⟨

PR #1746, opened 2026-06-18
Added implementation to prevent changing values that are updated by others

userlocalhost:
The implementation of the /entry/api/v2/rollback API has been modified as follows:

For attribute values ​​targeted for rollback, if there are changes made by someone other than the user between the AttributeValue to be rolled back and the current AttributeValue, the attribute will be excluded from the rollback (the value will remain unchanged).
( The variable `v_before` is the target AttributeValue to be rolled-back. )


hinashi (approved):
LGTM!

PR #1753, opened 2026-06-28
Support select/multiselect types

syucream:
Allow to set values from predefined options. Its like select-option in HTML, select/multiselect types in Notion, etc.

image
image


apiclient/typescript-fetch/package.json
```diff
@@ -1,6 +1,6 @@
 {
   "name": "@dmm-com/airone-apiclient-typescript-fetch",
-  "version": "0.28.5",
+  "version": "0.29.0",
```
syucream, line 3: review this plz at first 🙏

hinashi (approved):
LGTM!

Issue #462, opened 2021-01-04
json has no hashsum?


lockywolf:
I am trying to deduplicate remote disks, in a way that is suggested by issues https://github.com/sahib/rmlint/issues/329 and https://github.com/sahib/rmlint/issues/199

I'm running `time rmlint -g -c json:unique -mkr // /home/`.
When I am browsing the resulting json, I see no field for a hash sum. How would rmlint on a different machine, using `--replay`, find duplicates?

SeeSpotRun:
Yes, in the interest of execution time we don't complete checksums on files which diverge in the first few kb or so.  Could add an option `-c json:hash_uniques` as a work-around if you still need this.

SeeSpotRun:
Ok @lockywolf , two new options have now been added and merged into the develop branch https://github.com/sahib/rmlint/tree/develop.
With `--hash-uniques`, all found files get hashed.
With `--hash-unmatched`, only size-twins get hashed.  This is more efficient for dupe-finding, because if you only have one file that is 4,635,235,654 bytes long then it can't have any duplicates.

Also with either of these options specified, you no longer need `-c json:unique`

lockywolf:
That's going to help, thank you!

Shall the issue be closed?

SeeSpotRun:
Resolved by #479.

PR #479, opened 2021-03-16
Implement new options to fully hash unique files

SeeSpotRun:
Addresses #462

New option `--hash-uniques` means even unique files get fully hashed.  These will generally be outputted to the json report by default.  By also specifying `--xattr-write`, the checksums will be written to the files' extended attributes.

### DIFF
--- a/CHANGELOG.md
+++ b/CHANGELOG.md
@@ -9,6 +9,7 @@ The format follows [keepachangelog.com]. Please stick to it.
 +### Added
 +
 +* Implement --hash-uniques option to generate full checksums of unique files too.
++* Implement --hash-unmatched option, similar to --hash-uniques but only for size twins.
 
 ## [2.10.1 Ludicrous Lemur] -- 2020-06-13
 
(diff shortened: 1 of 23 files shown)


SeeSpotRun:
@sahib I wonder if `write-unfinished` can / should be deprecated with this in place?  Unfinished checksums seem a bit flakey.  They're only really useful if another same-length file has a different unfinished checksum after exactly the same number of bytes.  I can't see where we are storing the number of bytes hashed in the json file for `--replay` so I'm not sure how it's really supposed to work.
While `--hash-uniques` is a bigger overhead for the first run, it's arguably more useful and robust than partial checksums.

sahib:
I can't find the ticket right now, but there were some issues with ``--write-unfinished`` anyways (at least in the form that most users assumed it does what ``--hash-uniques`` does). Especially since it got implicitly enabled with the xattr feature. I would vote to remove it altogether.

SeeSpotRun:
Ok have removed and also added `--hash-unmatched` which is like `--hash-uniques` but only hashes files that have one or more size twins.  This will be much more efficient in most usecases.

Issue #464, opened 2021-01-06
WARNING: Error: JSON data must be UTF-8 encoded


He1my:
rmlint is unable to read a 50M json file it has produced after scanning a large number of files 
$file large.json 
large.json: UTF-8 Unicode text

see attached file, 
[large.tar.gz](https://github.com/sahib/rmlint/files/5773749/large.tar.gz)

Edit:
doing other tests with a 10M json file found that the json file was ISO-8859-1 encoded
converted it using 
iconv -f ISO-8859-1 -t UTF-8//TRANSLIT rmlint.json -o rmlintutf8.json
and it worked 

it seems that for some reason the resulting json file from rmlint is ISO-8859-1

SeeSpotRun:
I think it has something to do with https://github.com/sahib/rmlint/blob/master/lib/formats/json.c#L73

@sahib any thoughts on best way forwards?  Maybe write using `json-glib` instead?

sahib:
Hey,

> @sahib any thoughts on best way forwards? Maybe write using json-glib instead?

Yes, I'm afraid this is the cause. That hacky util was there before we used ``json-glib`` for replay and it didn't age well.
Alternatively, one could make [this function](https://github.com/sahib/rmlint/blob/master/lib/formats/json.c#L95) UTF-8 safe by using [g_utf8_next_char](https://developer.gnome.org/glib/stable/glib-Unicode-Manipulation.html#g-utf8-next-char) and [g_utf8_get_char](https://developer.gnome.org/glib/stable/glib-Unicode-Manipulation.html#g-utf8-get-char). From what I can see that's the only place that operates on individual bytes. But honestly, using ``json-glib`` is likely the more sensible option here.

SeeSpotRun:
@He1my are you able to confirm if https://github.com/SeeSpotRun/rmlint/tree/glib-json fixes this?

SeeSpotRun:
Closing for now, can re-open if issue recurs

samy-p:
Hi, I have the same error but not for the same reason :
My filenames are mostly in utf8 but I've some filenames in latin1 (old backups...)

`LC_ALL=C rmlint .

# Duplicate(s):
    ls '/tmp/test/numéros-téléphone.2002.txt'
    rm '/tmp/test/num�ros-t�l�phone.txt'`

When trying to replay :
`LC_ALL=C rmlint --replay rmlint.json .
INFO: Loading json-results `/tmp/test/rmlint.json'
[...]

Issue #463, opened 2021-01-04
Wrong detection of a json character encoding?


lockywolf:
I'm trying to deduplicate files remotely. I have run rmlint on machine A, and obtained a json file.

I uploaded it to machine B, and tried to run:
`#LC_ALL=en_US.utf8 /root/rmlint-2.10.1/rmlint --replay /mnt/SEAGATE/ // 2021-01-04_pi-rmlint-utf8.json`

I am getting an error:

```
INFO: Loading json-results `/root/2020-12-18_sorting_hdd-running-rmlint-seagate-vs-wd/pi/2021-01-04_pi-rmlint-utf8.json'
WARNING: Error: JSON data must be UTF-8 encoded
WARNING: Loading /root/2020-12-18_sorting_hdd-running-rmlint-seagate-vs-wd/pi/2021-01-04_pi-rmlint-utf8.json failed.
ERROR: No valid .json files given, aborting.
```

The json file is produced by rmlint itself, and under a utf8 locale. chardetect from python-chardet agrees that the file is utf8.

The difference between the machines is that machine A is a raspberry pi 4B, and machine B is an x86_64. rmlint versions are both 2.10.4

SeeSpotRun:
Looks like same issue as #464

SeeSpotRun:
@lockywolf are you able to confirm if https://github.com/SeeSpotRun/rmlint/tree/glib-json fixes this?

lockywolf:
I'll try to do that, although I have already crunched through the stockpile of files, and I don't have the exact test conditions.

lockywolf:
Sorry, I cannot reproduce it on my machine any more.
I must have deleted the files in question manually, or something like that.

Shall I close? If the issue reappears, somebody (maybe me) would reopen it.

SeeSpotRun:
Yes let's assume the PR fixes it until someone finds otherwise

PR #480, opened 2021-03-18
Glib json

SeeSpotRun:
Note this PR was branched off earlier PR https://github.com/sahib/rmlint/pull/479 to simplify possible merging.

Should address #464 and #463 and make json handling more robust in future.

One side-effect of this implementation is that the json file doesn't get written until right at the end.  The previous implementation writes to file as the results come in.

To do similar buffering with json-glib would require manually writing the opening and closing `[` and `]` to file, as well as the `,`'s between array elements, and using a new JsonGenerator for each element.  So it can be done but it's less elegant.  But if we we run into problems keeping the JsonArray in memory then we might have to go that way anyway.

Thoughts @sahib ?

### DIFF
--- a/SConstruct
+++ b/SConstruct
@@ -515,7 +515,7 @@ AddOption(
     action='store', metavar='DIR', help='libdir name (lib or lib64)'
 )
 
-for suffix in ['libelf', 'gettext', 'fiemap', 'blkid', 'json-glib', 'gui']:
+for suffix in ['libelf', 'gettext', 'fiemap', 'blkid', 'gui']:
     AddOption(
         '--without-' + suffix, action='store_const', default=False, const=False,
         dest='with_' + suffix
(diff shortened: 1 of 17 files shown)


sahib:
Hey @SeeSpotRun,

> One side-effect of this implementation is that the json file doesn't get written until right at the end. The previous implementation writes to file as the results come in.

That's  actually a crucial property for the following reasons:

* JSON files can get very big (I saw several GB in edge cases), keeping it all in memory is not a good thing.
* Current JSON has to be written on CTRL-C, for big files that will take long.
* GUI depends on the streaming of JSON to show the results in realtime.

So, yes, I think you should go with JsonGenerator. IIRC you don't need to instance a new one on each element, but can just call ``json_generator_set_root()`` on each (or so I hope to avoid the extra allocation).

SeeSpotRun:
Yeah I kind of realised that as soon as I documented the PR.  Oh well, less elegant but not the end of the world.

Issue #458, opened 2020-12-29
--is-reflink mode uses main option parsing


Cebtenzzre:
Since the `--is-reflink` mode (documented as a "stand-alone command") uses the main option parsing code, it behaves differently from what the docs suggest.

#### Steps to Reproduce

⟩

**YOUR INSTRUCTIONS:**
Please give back exactly the lines of the listing above that run from the one containing "(diff shortened: 1 of 17 files shown)" through the one containing "a good thing.", and only those.

**SOLUTION FOR THIS EXERCISE:**
(diff shortened: 1 of 17 files shown)


sahib:
Hey @SeeSpotRun,

> One side-effect of this implementation is that the json file doesn't get written until right at the end. The previous implementation writes to file as the results come in.

That's  actually a crucial property for the following reasons:

* JSON files can get very big (I saw several GB in edge cases), keeping it all in memory is not a good thing.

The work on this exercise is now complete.